- [TASK PROMPT]
Please read the records below and return each line holding the string "HamiltonianPath".

━━━━━━

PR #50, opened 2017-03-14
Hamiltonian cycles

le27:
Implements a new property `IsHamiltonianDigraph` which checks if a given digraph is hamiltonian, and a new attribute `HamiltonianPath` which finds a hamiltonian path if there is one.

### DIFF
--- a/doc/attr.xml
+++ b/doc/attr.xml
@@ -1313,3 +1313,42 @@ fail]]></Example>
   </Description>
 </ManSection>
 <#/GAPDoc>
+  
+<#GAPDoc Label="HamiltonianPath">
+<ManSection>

━━━━━━

- [TASK RESPONSE]
Implements a new property `IsHamiltonianDigraph` which checks if a given digraph is hamiltonian, and a new attribute `HamiltonianPath` which finds a hamiltonian path if there is one.
+<#GAPDoc Label="HamiltonianPath">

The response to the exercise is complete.